On the surface of biofilms overflowing with water, a wall shear stress develops, the magnitude of which depends on the flow conditions in the water body (bulk) is determined. The resulting shear forces cause microorganisms to be torn out of the biofilm and transported away. This process is known as erosion. The shear forces increase when the cross-section through which the flow passes is narrowed due to the growth of the biofilm and the flow velocity is increased as a result. As the erosion rate increases, the thickness of biofilms is limited. In addition, the depth of the biofilm is determined by the detachment of fouling (sloughing) limited. Whole parts of the biofilm become detached if the biofilm becomes too heavy due to increasing thickness, if long-lasting deficiency situations (e.g. lack of substrate or oxygen) occur in the deeper layers of the biofilm, or if gas bubbles form in the biofilm (e.g. lack of oxygen). B. by denitrification) and thereby the cohesion of biofilm parts is lost.
In the area of the surface biofilm, diffusive material transport processes in the closed biofilm protuberances are decisive. Otherwise, convective transport processes can be significant. The latter is particularly to be assumed if the movement of the outgrowths protruding into the flow (e.g. filamentous bacteria) triggers mixing processes.
The reaction kinetics in biofilm systems is largely determined by diffusive material transport processes. Even with high turbulence in the bulk, there is a decrease in the flow velocity in the vicinity of the biofilm surface, namely in the flow boundary layer, with the result that laminar flow conditions become decisive and thus diffusion is already decisive in the flow boundary layer.
To calculate the development of biofilm systems and the achieved metabolic performance, the spatial extent of the biofilm, the spatial distribution of the different types of organisms in the biofilm, the local distribution density of the individual species, the diffusive material transport processes, the reaction kinetic properties of the microorganisms involved, as well as erosion and fouling must be taken into account.
It should be noted that the substance concentration (e.g. substrate concentration) as it is perceived by the organism cells and must be used to calculate the reaction rate, must not be calculated from the ratio of substance mass and biofilm volume. Rather, the volume to which the substance mass is related is only obtained after subtracting all solid phases of the biofilm. Figuratively speaking: only the volume that can be squeezed out of the sponge "biofilm" may be used.
Source: [Script for the lecture on water quality management at the Technical University of Munich]
Use of biofilms in wastewater technology
Biofilm processes are particularly suitable for decentralized wastewater treatment, as the microorganisms are bound to a surface and are therefore not discharged from the biology even with high hydraulic loads.

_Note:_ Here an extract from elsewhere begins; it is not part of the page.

PR #3315, opened 2026-08-05
fix(error-handler): stop AppErrorHandler from throwing on the paths that still could (DEV-6872)

mpro7:
Follow-up to #3314, from the multi-perspective review of that PR. #3314 fixed the wiring defect that made `handleError` throw; this closes the paths that can still make it throw, and corrects a comment that claimed more than the change delivered.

Biofilms with their branched structure provide a very large adsorption surface, which means that cargo peaks are well retained, as substances that cannot be processed immediately are attached to the biofilm to a certain extent and then broken down in periods with little food intake.

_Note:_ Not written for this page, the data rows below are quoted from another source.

PR #9144, opened 2024-08-24
Disable postgres SSL to fix random query timeout

### LINKED ISSUE #8748: Expose pg-util container config and enable it by default
### Problem

stackgres provides an embedded pg-util container with `psql` and many other tools to make checking database status easy. It's especially useful when we want to check pgbouncer stats, since otherwise it's hard to do so

- there is psql in the `patroni` container, however because many other tools like a pager (more) are missing, even psql can connect to pgbouncer via unix socket and port 6432 without authentication, many output will just fail to show up due to the pager issue
- port forwarding 6432 will not work since by default pgbouncer only allows no password auth with user `pgbouncer` via unix socket

### Solution

expose `disablePostgreUtil` config  and default it to `true` in `hedera-mirror` charts values.yaml

### Alternatives

_No response_

### LINKED ISSUE #9143: Some readonly queries time out in citus with pgbouncer pooling
### Description

Some readonly queries time out in citus, when coordinator to worker db connections have pgbouner as the connection pool in the middle.

At least two readonly queries have shown the issue

- fileDataRepository.findAddressBooksBetween
- topic messages by id query when the where clause has two timestamp range conditions to include two `topic_message` time partitions

Most of the time these queries will timeout, and very rarely they can succeed. When successful, the queries take less than 5ms to complete. 

### Steps to reproduce

as the description

### Additional context

_No response_

### Hedera network

other

### Version

v0.113.0-SNAPSHOT

### Operating system

None

xin-hedera:
**Description**:

This PR fixes the random readonly query timeout issue in citus

- Disable SSL
- Enable postgres-util container
- Reduce postgresql work_mem to 24MB to lower memory pressue
- Add `TEST_REPORTS_DIR` env variable to all testkube tests

**Related issue(s)**:

Fixes #8748 
Fixes #9143 

**Notes for reviewer**:

After much effort to diagnose and experiment, found disabling SSL solves the issue. Though I'm not clear about why SSL connection (via unix socket) can cause such issue, the changes here are much needed so we can move on to other tasks.

If needed, we can open a ticket upstream, however, the configuration itself (coordinator -> worker connection pgbouncer pooling) isn't supported by stackgres.

The changes which enable postgres-util container is a must to gain pgbouncer info. Without it, it's impossible to view a lot of pgbouner stats. The problem is pgbouner can only be connected via unix socket with psql command, `psql -p 6432 -U pgbouncer pgbouncer`. We can do so in the `patroni` container.  However a lot of commands will just fail to show results, e.g., `show clients`, complaining about `more` is not available as it's not installed in the patroni container.

Verified for the upgrade path from <= 0.112.0-rc3 helm charts with SSL defaults to enabled, to charts in this PR, no manual steps are needed.
 
**Checklist**

### DIFF
--- a/charts/hedera-mirror-common/templates/test-rest-java.yaml
+++ b/charts/hedera-mirror-common/templates/test-rest-java.yaml
@@ -31,6 +31,10 @@ spec:
         name: BASE_URL
         type: basic
         value: http://{{ $target.release }}-restjava.{{ $target.namespace }}.svc.cluster.local
+      TEST_REPORTS_DIR:
+        name: TEST_REPORTS_DIR
+        type: basic
+        value: /share
   type: k6-custom/script
 {{- end}}
 {{- end }}
--- a/charts/hedera-mirror/values.yaml
+++ b/charts/hedera-mirror/values.yaml
@@ -280,6 +280,7 @@ stackgres:
       citus.executor_slow_start_interval: "20ms"
       citus.max_cached_conns_per_worker: "6"
       citus.max_shared_pool_size: "850"
+      citus.node_conninfo: "sslmode=disable"  # Disable SSL to work around https://github.com/hashgraph/hedera-mirror-node/issues/9143
       full_page_writes: "true"  # Required for replication to work in recovery scenarios
       log_checkpoints: "true"
       log_timezone: "Etc/UTC"
@@ -293,6 +294,7 @@ stackgres:
       wal_recycle: "off"  # Not needed with ZFS
       work_mem: "32MB"
     enableMetricsExporter: false
+    enablePostgresUtil: true
     instances: 1
     replication:
       mode: sync-all
@@ -331,6 +333,7 @@ stackgres:
     config:
       autovacuum_max_workers: "2"
       checkpoint_timeout: "1800"
+      citus.node_conninfo: "sslmode=disable" # Disable SSL to work around https://github.com/hashgraph/hedera-mirror-node/issues/9143
       full_page_writes: "false"  # Not required for ZFS and Enabling this causes hash indexes to have spikes in write performance.
       log_checkpoints: "true"
       log_timezone: "Etc/UTC"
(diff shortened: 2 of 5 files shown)


jascks (dismissed):
LGTM

xin-hedera:
> In previous pr to disable postgres node exporter container, we left configuration that allocates I beleive 100m cpu. Can we remove that and add in specific resource constraints for postgres-util?

My recollection of when I enabled it manually, the container had no resources section at all. Perhaps we should double check and give a reasonable cpu limit. I’d prefer getting it in a separate PR still.

edwin-greene (dismissed):
Looks good

jnels124 (dismissed):
LGTM

steven-sheehy (dismissed):

mgoelswirlds (approved):

xin-hedera:
> > In previous pr to disable postgres node exporter container, we left configuration that allocates I beleive 100m cpu. Can we remove that and add in specific resource constraints for postgres-util?
> 
> My recollection of when I enabled it manually, the container had no resources section at all. Perhaps we should double check and give a reasonable cpu limit. I’d prefer getting it in a separate PR still.

Ticket here: https://github.com/hashgraph/hedera-mirror-node/issues/9166

charts/hedera-mirror/values.yaml
```diff
@@ -277,9 +277,10 @@ stackgres:
     config:
       autovacuum_max_workers: "2"
       checkpoint_timeout: "1800"
-      citus.executor_slow_start_interval: "20ms"
+      citus.executor_slow_start_interval: "10ms"
```
xin-hedera, line 280: Since the connections are through pgbouncer pool, creating connections too fast are no longer a concern, especially with transaction pool_mode and when there are already server side connections in the pool to reuse.

charts/hedera-mirror-common/templates/test-rest-java.yaml
```diff
@@ -31,6 +31,10 @@ spec:
         name: BASE_URL
         type: basic
         value: http://{{ $target.release }}-restjava.{{ $target.namespace }}.svc.cluster.local
+      TEST_REPORTS_DIR:
```
xin-hedera, line 34: This is for convenience when we run a single testkube test, that we'll always get reports scraped.

jascks (approved):
LGTM

steven-sheehy (approved):
LGTM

The microorganism populations tend to grow rapidly, which, without limitation, could lead to clogging of the growth areas. The growing biomass (excess sludge) must therefore be detached from the settlement surface (fixed bed) and discharged from the biological reactor. These requirements can only be met to a limited extent with conventional biofilm systems (e.g. trickling filters, submerged discs), especially when the system is overloaded.